Ward 1 race won’t foster effective dialogue

Rachel Plattus ’09 kicked off her campaign for Ward 1 alderman in December and seems to have all the ingredients for success. Her campaign events have been well-attended — 50 students showed up for a discussion of public education — and she has the support of leaders of the Yale College Democrats and the Roosevelt Institution.

What she doesn’t have is an opponent.

The Ward 1 aldermanic seat has in recent years been the voice of Yale students on the board, and the election for the seat represents an powerful opportunity to engage Yalies in learning about the issues facing the city. The last two races for the Ward 1 seat — most recently between Rebecca Livengood ’06 and current alderman Nick Shalek ’05 and, in 2003, between incumbent Ben Healey ’04 and independent Daniel Kruger ’04 — sparked fierce debates within the University about its complicated relationship with New Haven. And while many Yale students tune back out again after casting their ballot, for those months piror to the November elections, the campus is focused on issues usually ignored by students, even though issues such as New Haven’s economic development and public safety directly affect our experience at Yale.

Shalek’s victory in 2005 was exceptional: He was not from the same liberal political establishment as many previous Ward 1 officeholders, he neither sought nor won the endorsement of the Democratic Town Committee, and he was not a student when he ran. His upset victory seemed as if it could revitalize interest in aldermanic politics, or at least spur the ward’s Democratic leadership to step up and stop taking elections for granted. The latter proved true, and the Ward leadership reworked the nomination process to ensure a fairer playing field for Democratic candidates.

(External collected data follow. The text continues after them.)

PR #551, opened 2024-12-29
feat(fs, fs-lite): native `maxDepth` support

43081j:
Adds native support for `maxDepth` to the `fs` and `fs-lite` drivers.

This works by traversing directories only until the depth has been met.

### DIFF
--- a/src/drivers/fs-lite.ts
+++ b/src/drivers/fs-lite.ts
@@ -73,8 +73,8 @@ export default defineDriver((opts: FSStorageOptions = {}) => {
       }
       return unlink(r(key));
     },
-    getKeys() {
-      return readdirRecursive(r("."), opts.ignore);
+    getKeys(_base, { maxDepth }) {
+      return readdirRecursive(r("."), opts.ignore, maxDepth);
     },
     async clear() {
       if (opts.readOnly || opts.noClear) {
--- a/src/drivers/fs-lite.ts
+++ b/src/drivers/fs-lite.ts
@@ -73,8 +73,8 @@ export default defineDriver((opts: FSStorageOptions = {}) => {
       }
       return unlink(r(key));
     },
-    getKeys(_base, { maxDepth }) {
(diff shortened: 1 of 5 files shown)


src/drivers/fs-lite.ts
```diff
@@ -73,8 +73,8 @@ export default defineDriver((opts: FSStorageOptions = {}) => {
       }
       return unlink(r(key));
     },
-    getKeys() {
-      return readdirRecursive(r("."), opts.ignore);
+    getKeys(_base, { maxDepth }) {
```
pi0, line 76: Do you mind refactoring it to pass whole `tOpts` to underlying utils? Reason: Avoid ref creation by destruct and also pass any future keys.

src/drivers/fs-lite.ts
```diff
@@ -73,8 +73,8 @@ export default defineDriver((opts: FSStorageOptions = {}) => {
...
+      return readdirRecursive(r("."), opts.ignore, maxDepth);
```
pi0, line 77: Style: can you please change it to avoid destructure? 

(generally, I keep this style to pass all keys to inner utils but I see `readdirRecursive` changed to be recursive so only a style change here for consistency)

test/drivers/fs.test.ts
```diff
@@ -40,6 +41,40 @@ describe("drivers: fs", () => {
...
+        await ctx.storage.setItem("depth-test/depth0/depth1/file2.md", "boop");
+        await ctx.storage.setItem("depth-test/depth0/depth1/file3.md", "boop");
+
+        const originalStat = await stat(
+          resolve(dir, "depth-test/depth0/file1.md")
+        );
+
+        expect(
+          (
+            await ctx.storage.getKeys(undefined, {
```
pi0, line 57: I think here we might use `ctx.driver.getKeys` to test native `Driver` functionality (without core fallback)

pi0 (approved):
🚀

PR #552, opened 2024-12-29
feat: add `flags` key to driver interface

### LINKED ISSUE #549: `capabilities` in drivers
context: #539

### Describe the feature

Just opening this to track how we end up implementing `capabilities` in drivers 

We need this so we can expose what a driver supports. For example, if a driver natively supports `maxDepth` when listing keys, we can avoid running the generic algorithm/filter 

Open questions: 

- currently, we conditionally enable some things based on presence of a method (e.g. raw methods). Do we want to continue with that, or introduce a capability? Where do we draw the line?

### Additional information

43081j:
resolves #549

Adds `flags` to the `Driver` type which can be used in future to determine if a driver supports a particular feature or requires some behaviour.

maybe something like this @pi0 ? and in a separate PR, add the flags to the fs drivers

### DIFF
--- a/src/types.ts
+++ b/src/types.ts
@@ -23,7 +23,8 @@ export type GetKeysOptions = TransactionOptions & {
 };
 
 export interface DriverFlags {
-  supportsMaxDepth?: boolean;
+  maxDepth?: boolean;
+  ttl?: boolean;
 }
 
 export interface Driver<OptionsT = any, InstanceT = any> {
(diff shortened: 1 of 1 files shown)


src/types.ts
```diff
@@ -22,8 +22,13 @@ export type GetKeysOptions = TransactionOptions & {
   maxDepth?: number;
 };
 
+export interface DriverFlags {
+  supportsMaxDepth?: boolean;
```
pi0, line 26: I assume (most of the) options will be "capabilities" which imply `supports` part. It can reduce verbosity and few bytes in bundles to omit.

```suggestion
  maxDepth?: boolean;
  ttl?: boolean;
```

pi0 (approved):

PR #554, opened 2024-12-29
feat: strongly type extended drivers

43081j:
Currently, a driver can define its own method signatures but they will be lost thanks to `DriverFactory` returning a `Driver` rather than the original type.

This means things like the netlify driver never actually exposed their extended types (e.g. special options in `getKeys`).

```ts
import driver from "./netlify-blobs";

const instance = driver();

// BEFORE

instance.getKeys;
//`        ^? getKeys(base?: string, opts: GetKeysOptions)

// AFTER

instance.getKeys;
//         ^? getKeys(base?: string, tops?: GetKeysOptions & Omit<ListOptions, "prefix" | "paginate">)
```

With these changes, a driver can implement `Driver` but add its own types on top which are then exposed.

### DIFF
--- a/src/drivers/session-storage.ts
+++ b/src/drivers/session-storage.ts
@@ -7,10 +7,10 @@ const DRIVER_NAME = "session-storage";
 
 export default defineDriver((opts: SessionStorageOptions = {}) => {
   return {
-    name: DRIVER_NAME,
     ...localstorage({
       windowKey: "sessionStorage",
       ...opts,
     }),
+    name: DRIVER_NAME,
   };
 });
--- a/src/drivers/capacitor-preferences.ts
+++ b/src/drivers/capacitor-preferences.ts
@@ -8,46 +8,44 @@ export interface CapacitorPreferencesOptions {
   base?: string;
 }
 
-export default defineDriver<CapacitorPreferencesOptions, typeof Preferences>(
-  (opts) => {
-    const base = normalizeKey(opts?.base || "");
-    const resolveKey = (key: string) => joinKeys(base, key);
+export default defineDriver((opts: CapacitorPreferencesOptions) => {
+  const base = normalizeKey(opts?.base || "");
+  const resolveKey = (key: string) => joinKeys(base, key);
 
-    return {
-      name: DRIVER_NAME,
-      options: opts,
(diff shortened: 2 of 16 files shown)


43081j:
I think we should do this for the repo in its current state

But given what you said in #555 , it made me wonder about what the right interface is

I wonder if in v2, we should actually have a fixed interface (like before this change). And an option which contains driver specific options, instead of merging the two

```ts
getItem("key", {
  driverOptions: {
    somethingDriverSpecific: true
  }
})
```

src/drivers/session-storage.ts
```diff
@@ -7,10 +7,10 @@ const DRIVER_NAME = "session-storage";
 
 export default defineDriver((opts: SessionStorageOptions = {}) => {
   return {
-    name: DRIVER_NAME,
     ...localstorage({
       windowKey: "sessionStorage",
       ...opts,
     }),
+    name: DRIVER_NAME,
```
pi0, line 14: Reminder this another valid fix

pi0:
Appreciate your work on this PR ❤️

`defineDriver<T>(): Driver` is intentional at least for built-in drivers so we only assume the "common" interface only also explicit generic `<T>` keeps types being isolated.

In v2, it shall be a global namespace interface with explicit keys for each driver (which is, unfortunately, a breaking change for v1 as we used top-level mixed keys)

```js
{
  ttl: 1200, // Generic
  http: { headers: { } } // driver specific
}
```

43081j:
The netlify driver specifies it's own types which currently have no use, since we only expose a `Driver`

Was that intentional too? That's mostly why I did this change

pi0:
Indeed, they are only usable internally now for those drivers.

Also consider, that passing driver-driver options to each transaction is something more of an escape hatch / advanced purpose. The key point of using unstorage abstraction is that an operation works regardless of the underlying driver.

43081j:
I see, it was just there to help with the internal types 

And yes, I would much rather it return a `Driver` so there is one interface regardless of driver 

Then if we must, have an option in there that is passed through to the underlying driver. Instead of changing the method signature

pi0:
(lets discuss it later)

PR #555, opened 2024-12-29
feat: pass lru options through

### LINKED ISSUE #466: Support get, set method opts parameters
### Describe the feature

I found that the opts parameter exists, but the specific driver has not implemented it. Is there a plan to support it?
https://github.com/unjs/unstorage/blob/bedbb3dd367735d565134283fccff7d83f4df883/src/storage.ts#L217

### Additional information

43081j:
Fixes #466

This changes the `lru-cache` such that the following methods accept LRU options (and pass them through to the underlying methods):

- `setItem`
- `setItemRaw`
- `hasItem`

### DIFF
--- a/src/drivers/lru-cache.ts
+++ b/src/drivers/lru-cache.ts
@@ -1,5 +1,6 @@
 import { defineDriver } from "./utils";
 import { LRUCache } from "lru-cache";
+import { type TransactionOptions, type StorageValue } from "../types";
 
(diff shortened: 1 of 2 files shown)


pi0:
I appreciate the PR but I want to wait for v2 to standardize opts namespace before exposing more possible options (otherwise we introduce a feature that will be shortly broken) -- PS: we might want to limit some of options for lru.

The result? Only one student took advantage of the new process: Plattus, who has been working earnestly to start conversation about the issues her campaign is tackling. The News applauds Plattus’ efforts to engage the Yale community, but the dearth of candidates is disappointing. Is Plattus such an effective consensus builder that no one with an interest in New Haven politics disagrees with her?

It might well be that most students on campus with an interest in urban affairs have channeled their efforts into apolitical community service, whether through Dwight Hall or University-sponsored programs like the President’s Public Service Fellowship or the YCC’s new Yale-New Haven internship program. But while tutoring students and working for nonprofits help improve our city and foster strong town-gown relations, the city’s legislative body has a singular ability to effect change in the city. Healey’s Domestic Partnership Amendment would have provided a limited measure of recognition to New Haven’s gay couples, had it not, unfortunately, failed by one vote. Shalek was the first to suggest that New Haven divest its pension funds from Sudanese firms, which the city did last April.

Plattus can continue her campaign in earnest, but it is difficult to bring students into debate about politics when the debate’s outcome had already been decided — and interest in city politics, not just service, is essential for anyone who cares about the future of New Haven and Yale. Plattus’ qualifications as a candidate seem solid. That said, students need to be encouraged to think critically about the city’s challenges, and a one-sided dialogue simply will not spark critical thinking to the same extent that a contested campaign could.